The dragon's roar shook Fang Han's mind.

"They call us demons," Yan bellowed, "but what we sought was pure, open, and righteous! Our purpose was justice itself! To make the heavens remember the word retribution!"

"To make the heavens remember…" Fang Han murmured. "Justice… consequence… good and evil…"

The idea struck him like lightning.

Good deeds rewarded, evil punished—

A world governed by justice—

That was the Yellow Springs Emperor's dream.

"Yet," Fang Han said slowly, "the Yellow Springs Sect also slaughtered countless beings and refined their souls into pills to strengthen itself. Isn't that the height of cruelty?"

"To reach the summit of light," Yan sighed, "one must sometimes walk through darkness. Even the Emperor wavered on that truth. But in the end, he chose to embrace it—'Without destruction, there can be no creation,' he said. That was his law. And that was his doom."

Fang Han fell silent for a long while before whispering, "Perhaps that was his mistake. To reach the light, one must walk with light. Justice forged through darkness isn't justice—it's hypocrisy. If one's heart is corrupt, how can one demand others be pure?"
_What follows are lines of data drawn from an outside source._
PR #119, opened 2021-06-25
Refactor CLI (while maintaining compatability)

zbanks:
[Trello ticket](https://trello.com/c/toC3va4m/137-improve-cli-to-support-multiple-input-output-files)

- Add argument groups, to make `--help` easier to read
- New (preferred) format is `./mips_to_c.py -f fn -f fn asm.s asm2.s ...`
- Detect if the last argument is "function-like", to keep compatible (no breaking changes, unless there's a bug)

In discord there was talk of`./mips_to_c.py files+ functions*`; but this PR encourages `./mips_to_c.py files+ (-f function)*` and supports `./mips_to_c.py files+ function?` for backwards compatibility. I did this because it seemed less fragile, but still good UX? I could easily change it to `files+ functions*` though without the `-f` instead, if that's preferred.

I rearranged the args to put them in some top-level groups, but I know the diff is tricky to read. The only change I made to the moved args was to put `help=` last for consistency.

---
New help messages:
```
$ ./mips_to_c.py 
usage: mips_to_c.py [--context C_FILE] [--emit-globals] [--valid-syntax] [-f FN ...] filename [filename ...]
mips_to_c.py: error: the following arguments are required: filename

$ ./mips_to_c.py -h
usage: mips_to_c.py [--context C_FILE] [--emit-globals] [--valid-syntax] [-f FN ...] filename [filename ...]

Decompile MIPS assembly to C.

optional arguments:
  -h, --help            show this help message and exit

Input Options:
  filename              input asm filename(s)
  --context C_FILE      read variable types/function signatures/structs from an existing C file. The file must already have
                        been processed by the C preprocessor.
  -D DEFINED            mark preprocessor constant as defined
  -U UNDEFINED          mark preprocessor constant as undefined

Output & Formatting Options:
  -f FN, --function FN  function index or name to decompile
  --valid-syntax        emit valid C syntax, using macros to indicate unknown types or other unusual statements. Macro
                        definitions are in `mips2c_macros.h`.
  --emit-globals        emit global declarations with inferred types.
  --debug               print debug info inline
  --print-assembly      print assembly of function to decompile
  --allman              put braces on separate lines
  --dump-typemap        dump information about all functions and structs from the provided C context. Mainly useful for
                        debugging.
  --visualize           display a visualization of the control flow graph using graphviz

Analysis Options:
  --stop-on-error       stop when encountering any error
  --void                assume the decompiled function returns void
  --gotos-only          disable control flow generation; emit gotos for everything
  --no-andor            disable detection of &&/||
  --no-casts            don't emit any type casts
  --reg-vars REGISTERS  use single variables instead of temps/phis for the given registers (comma separated)
  --goto PATTERN        emit gotos for branches on lines containing this substring (possibly within a comment). Default:
                        "GOTO". Multiple patterns are allowed.

```

### DIFF
--- a/src/main.py
+++ b/src/main.py
@@ -1,4 +1,5 @@
 import argparse
+import collections
 import re
 import sys
 import traceback
@@ -39,8 +40,7 @@ def print_exception(sanitize: bool) -> None:
 
 
 def run(options: Options) -> int:
-    # We are relying on Python 3.7 dicts preserving insertion order
-    all_functions: Dict[str, Function] = {}
+    all_functions: collections.OrderedDict[str, Function] = collections.OrderedDict()
     asm_data = AsmData()
     typemap: Optional[TypeMap] = None
     try:
@@ -322,7 +322,8 @@ def parse_flags(flags: List[str]) -> Options:
     assert filenames, "checked by argparse, nargs='+'"
     if filenames[-1] == "all":
         filenames.pop()
-    elif re.match(r"[0-9a-zA-Z_]+", filenames[-1]):
+    elif re.match(r"^[0-9a-zA-Z_]+$", filenames[-1]):
+        # The filename is a valid C identifier or a number
         args.functions.append(filenames.pop())
     if not filenames:
         parser.error("the following arguments are required: filename")
--- a/src/main.py
+++ b/src/main.py
@@ -315,7 +315,6 @@ def parse_flags(flags: List[str]) -> Options:
         newline_after_if=args.allman,
         newline_before_else=args.allman,
     )
-    functions: List[Union[int, str]] = args.functions
     filenames = args.filename
 
     # Backwards compatability: giving a function index/name as a final argument, or "all"
@@ -328,7 +327,7 @@ def parse_flags(flags: List[str]) -> Options:
     if not filenames:
         parser.error("the following arguments are required: filename")
 
-    functions = []
+    functions: List[Union[int, str]] = []
     for fn in args.functions:
         try:
             functions.append(int(fn))
--- a/src/main.py
+++ b/src/main.py
@@ -1,5 +1,4 @@
 import argparse
-import collections
 import re
 import sys
 import traceback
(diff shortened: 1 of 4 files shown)


src/main.py
```diff
@@ -38,20 +39,19 @@ def print_exception(sanitize: bool) -> None:
 
 
 def run(options: Options) -> int:
-    mips_file: MIPSFile
```
simonlindholm, line 41: while Python 3.6 doesn't have ordered dicts in its formal spec, all implementations of it do. I think we rely on that in other places already

src/main.py
```diff
@@ -144,50 +143,151 @@ def run(options: Options) -> int:
...
+    group.add_argument(
+        "filename",
+        nargs="+",
+        help="input asm filename(s)",
+    )
+    group.add_argument(
+        "--rodata",
+        dest="filename",
+        action="append",
+        help=argparse.SUPPRESS,  # For backwards compatability
```
simonlindholm, line 161:
```suggestion
        help=argparse.SUPPRESS,  # For backwards compatibility
```

src/main.py
```diff
@@ -144,50 +143,151 @@ def run(options: Options) -> int:
...
 
 def parse_flags(flags: List[str]) -> Options:
-    parser = argparse.ArgumentParser(description="Decompile MIPS assembly to C.")
-    parser.add_argument("filename", help="input filename")
-    parser.add_argument("function", help="function index or name", nargs="?")
-    parser.add_argument(
-        "--debug", dest="debug", help="print debug info", action="store_true"
+    parser = argparse.ArgumentParser(
+        description="Decompile MIPS assembly to C.",
+        usage="%(prog)s [--context C_FILE] [--emit-globals] [--valid-syntax] [-f FN ...] filename [filename ...]",
```
simonlindholm, line 148: IMO remove --valid-syntax, it's a niche use-case and flags like --void should be just as common

(also I wonder if --emit-globals should be made the default)

simonlindholm (approved):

Then he began to reflect deeply on himself. "I've never slain the innocent. Those stewards of the Fang estate—I killed them because they oppressed me beyond forgiveness. The sand bandits, the yaksha, the asura, the Heavenly Demon—all of them killed and devoured men; their deaths were deserved. Liu Kang's death came from Hong Yi; I had no hand in it, and I even tried to save him. As for Senior Sister Mo and the others—I could've silenced them to protect myself, but I didn't. I only took their flying swords to survive—they intended to use me as bait for the Red Powder Prince, and I ended up saving their lives instead."

He examined each deed, one by one, weighing motive and consequence.

In the end, Fang Han found no stain on his conscience. His actions, harsh as they were, stemmed from necessity and fairness—not malice. He had walked a perilous path, but not a dark one.

As he interrogated his own heart, clarity dawned. His spirit felt lighter, purer—like crystal being polished from within.

Then he saw it: in the depths of his mind, countless threads of light shimmered softly, fine yet unyielding, their glow steady and serene.

They were like strands of sacred jade—pure, translucent, and radiant.

His will had been refined.

His spirit was reborn in brilliance.